Again I hear them saying: “Reputations can be built by tweaking existing programs. Whereas he who would call upon our nation to confront tomorrow’s big problems while they are still today’s little problems is doomed to fail. Hell! Seventy years into the Atomic Age, and we’re barely out of the starting gate on permanent disposal of nuclear waste. This the public takes supinely!”

But the above are only imagined responses of imaginary Focus Groups. Real Credentialed Reporters somehow manage to get real responses from Politicians’ People and sometimes even from the Politicians themselves. With THAT sort of power, telling Tweedledum from Tweedledee becomes a rather less daunting task! Consider, for example, Bigwig X, a leader wannabe in country Y. Imagine the Real Credentialed Reporter saying: “It delights me, Bigwig X, that our country is moving swiftly forward installing renewable electricity generation. So swiftly, in fact, that – if we keep upping the installation rate – our nation’s entire electric energy needs could be met by renewables in 2050. Is such a switch essential to our national security?” X will almost surely make a happy response to the installation rate; but different Tweedles will have rather different views on national security. And the public has a duty to demand a clear answer from X. RCR then continues saying: “Obviously, this renewable generation is episodic and using it efficiently will require massive electricity storage during times of plenty. What extant and well-validated technologies will your Administration recommend for this storage?” If no clear and reasoned answer is forthcoming, then Bigwig X doesn’t deserve your vote. Different Tweedles may have different answers, but the fiscal implications are so staggering that they’d damned better have thought the matter through. RCR then endeavors to administer the coup de grâce: “How many gigawattdays of electricity storage do your advisors believe will be necessary to undergird our nation's electricity grid in 2050?” Again, legitimately, different Tweedles may have different answers: but any Tweedle who blows the question off, should be sent packing.

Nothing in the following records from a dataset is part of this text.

PR #12, opened 2019-06-12
Support external ca-certificates

fzgregor:
This is an early, untested state not meant to be merged right now!

Supporting external ca-certificates by allowing the user to generate `CertificateParms` from a certificate in DER or PEM format. Extracting of data from user certificate is restricted to the bare minimum (distinguished names, signature algorithm, key) according to https://github.com/est31/rcgen/issues/7#issuecomment-500831262.

Open questions:
- Should the code prohibit the usage of `from_ca_cert` `CertificateParams` to generate new `Certificates`?
- Should there be more error variants, e.g. `NoCaCertificate`, `CertificateAndKeyMismatch`?
- How to iterate over `DnType` variants? (see https://github.com/est31/rcgen/compare/master...fzgregor:master#diff-b4aea3e418ccdb71239b96952d9cddb6R172) Is it necessary?


src/lib.rs
```diff
@@ -132,23 +140,41 @@ const OID_PE_ACME :&[u64] = &[1, 3, 6, 1, 5, 5, 7, 1, 31];
 #[allow(missing_docs)]
 /// The attribute type of a distinguished name entry
 pub enum DnType {
-	CountryName,
-	OrganizationName,
 	CommonName,
+	LocalityName,
```
est31: Could you put the change that adds these variants into a separate PR?

src/lib.rs
```diff
@@ -132,23 +140,41 @@ const OID_PE_ACME :&[u64] = &[1, 3, 6, 1, 5, 5, 7, 1, 31];
...
+			DnType::CountryName => OID_COUNTRY_NAME,
+			DnType::StreetName => OID_STREET_NAME,
+			DnType::CustomDnType(ref oid) => oid.as_slice(),
 			DnType::_Nonexhaustive => unimplemented!(),
 		};
 		ObjectIdentifier::from_slice(sl)
 	}
+
+	fn from_oid(slice: &[u64]) -> Self {
+		// TODO use specific types if they exist?
```
est31: It should be easy to make a match in the reverse direction. Could you do that? The compiler has smart logic to make such matches fast, at least I think I remember `nox` talking about something like that.

src/lib.rs
```diff
@@ -216,6 +242,65 @@ impl Default for CertificateParams {
 	}
 }
 
+impl CertificateParams {
+	/// Parses the ca certificate from the ASCII PEM format
+	/// 
+	/// See `from_ca_cert_der` for more details.
+	#[cfg(all(feature = "pem", feature = "x509-parser"))]
+	pub fn from_ca_cert_pem(pem_str :&str, key_pair: KeyPair) -> Result<Self, RcgenError> {
```
est31: style nit: please put the space before the colon.

src/lib.rs
```diff
@@ -216,6 +242,65 @@ impl Default for CertificateParams {
...
+		let certificate = pem::parse(pem_str)
+			.or(Err(RcgenError::CouldNotParseCertificate))?;
+		let certificate_der :&[_] = &certificate.contents;
```
est31: Is this `&[_]` needed? Have you tried removing it? If it's not needed, it should be removed.

src/lib.rs
```diff
@@ -216,6 +242,65 @@ impl Default for CertificateParams {
...
+
+	/// Parses the ca certificate from the DER format
+	/// 
+	/// This function is only of use if you have an existing ca certificate with which
+	/// you want to sign a certificate newly generated by `rcgen` using the
+	/// `serialize_der_with_signer()` or `serialize_pem_with_signer()` functions.
+	/// 
+	/// Will not check if certificate is a ca certificate!
+	#[cfg(feature = "x509-parser")]
+	pub fn from_ca_cert_der(ca_cert: &[u8], key_pair: KeyPair) -> Result<Self, RcgenError> {
```
est31: style nit: please put the space before the colon.

src/lib.rs
```diff
@@ -216,6 +242,65 @@ impl Default for CertificateParams {
...
+		let (_remainder, x509) = x509_parser::parse_x509_der(ca_cert)
+			.or(Err(RcgenError::CouldNotParseCertificate))?;
+
+		// WDYT?
+		// if !x509.tbs_certificate.is_ca() {
```
est31: The other code doesn't do the check either. We make it clear enough that the parsing logic right now is so rudimentary that it only makes sense for signing other certs, so I think it's not needed.

src/lib.rs
```diff
@@ -216,6 +242,65 @@ impl Default for CertificateParams {
...
+		// 	return Err(RcgenError::NoCaCertificate));
+		// }
+
+		let alg = SignatureAlgorithm::from_oid(x509.signature_algorithm.algorithm.iter().as_slice())?;
+
+		let mut dn = DistinguishedName::new();
+		for rdn in x509.tbs_certificate.subject.rdn_seq.iter() {
+			let attr = if rdn.set.len() > 1 {
```
est31: Could you add a comment that the `x509-parser` ensures that len >= 1? The spec requires that the length is > 0 but in theory the parser could have ignored that.

src/lib.rs
```diff
@@ -216,6 +242,65 @@ impl Default for CertificateParams {
...
+				// panic!("rcgen does not support distinguished names with more than one attribute");
```
est31: Could this be a proper comment?

src/lib.rs
```diff
@@ -216,6 +242,65 @@ impl Default for CertificateParams {
...
+
+			let dn_type = DnType::from_oid(attr.attr_type.iter().as_slice());
+			let dn_value = String::from_utf8(value.into())
+				.or(Err(RcgenError::CouldNotParseCertificate))?;
+			dn.push(dn_type, dn_value);
+		}
+
+		Ok(
+			CertificateParams {
+				alg: alg,
```
est31: style nit: please put space before and after the colon.

src/lib.rs
```diff
@@ -738,6 +831,27 @@ pub struct SignatureAlgorithm {
 	write_null_params :bool,
 }
 
+impl SignatureAlgorithm {
+	fn iter() -> std::slice::Iter<'static, &'static SignatureAlgorithm> {
+		static ALGORITHMS: [&'static SignatureAlgorithm; 4] = [
```
est31: style nit: please put the space before the colon.

Also, `'static` isn't needed in constants any more since... [1.17.0](https://github.com/rust-lang/rust/blob/master/RELEASES.md#version-1170-2017-04-27). Also, a slice would be nicer than an array because then you don't have to update the length when you expand the list.

est31:
> Should there be more error variants, e.g. NoCaCertificate, CertificateAndKeyMismatch?

`CertificateAndKeyMismatch` would definitely be a good idea but I think it's best done in a separate PR.

src/lib.rs
fzgregor: Awesome!

src/lib.rs
fzgregor: Done

src/lib.rs
fzgregor: It's an assert now

src/lib.rs
fzgregor: Removed

src/lib.rs
fzgregor: Done

src/lib.rs
fzgregor: Done

src/lib.rs
fzgregor: Done

src/lib.rs
fzgregor: Done

fzgregor:
TBD: testing

fzgregor:
Blocked by https://github.com/rusticata/x509-parser/pull/5

est31:
> Blocked by rusticata/x509-parser#5

Yeah `UTCTime` is crap. It only supports dates between 1950 and 2050. `GeneralizedTime` on the other hand supports dates between `0 CE` and `10 000 CE`. That's much better.

est31:
This needs a rebase. Also, could you add a line ` - cargo test --verbose` to travis.yml?

fzgregor:
> This needs a rebase. 

I'll take care of that once `x509-parser` or WDYT - should `rcgen`'s `Cargo.toml` link directly to the git repository + hash? The fix landed in `master`...

> Also, could you add a line ` - cargo test --verbose` to travis.yml?

You mean a `cargo test` with `--features x509-parser`?

est31:
> should rcgen's Cargo.toml link directly to the git repository + hash?

After this PR, I'd like to make a release. So after you have confirmed that the test passes for the git repo, you can ask the maintainer of x509-parser for a new release.

> You mean a cargo test with --features x509-parser?

Erm yeah of course I meant that :).

fzgregor:
Had to introduce ordered preserving for DistinguishedName. Ordering mismatch, due to HashMap in DN, was failing webpki test non-deterministically.

src/lib.rs
```diff
@@ -214,6 +257,61 @@ impl Default for CertificateParams {
...
+
+			let dn_type = DnType::from_oid(attr.attr_type.iter().as_slice());
+			let dn_value = String::from_utf8(value.into())
+				.or(Err(RcgenError::CouldNotParseCertificate))?;
+			dn.push(dn_type, dn_value);
+		}
+
+		Ok(
+			CertificateParams {
+				alg : alg,
```
est31: Nit: You can just do `alg,` here.

fzgregor: Done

In 2008 and 2012 determined efforts were made by the non-profit organization Science Debate to get the wannabes to debate one another on matters of technical significance to the United States. Those efforts failed. In 2016 the wannabes deserve rather more persistent questioning.


William F. Pickard, older ‘n’ dirt, is a retiree (from Washington University in Saint Louis) who specializes in energy matters. He’s pretty much clueless as to how to how the crises confronting America might be surmounted. But at least he has had the good grace not to stand for public office.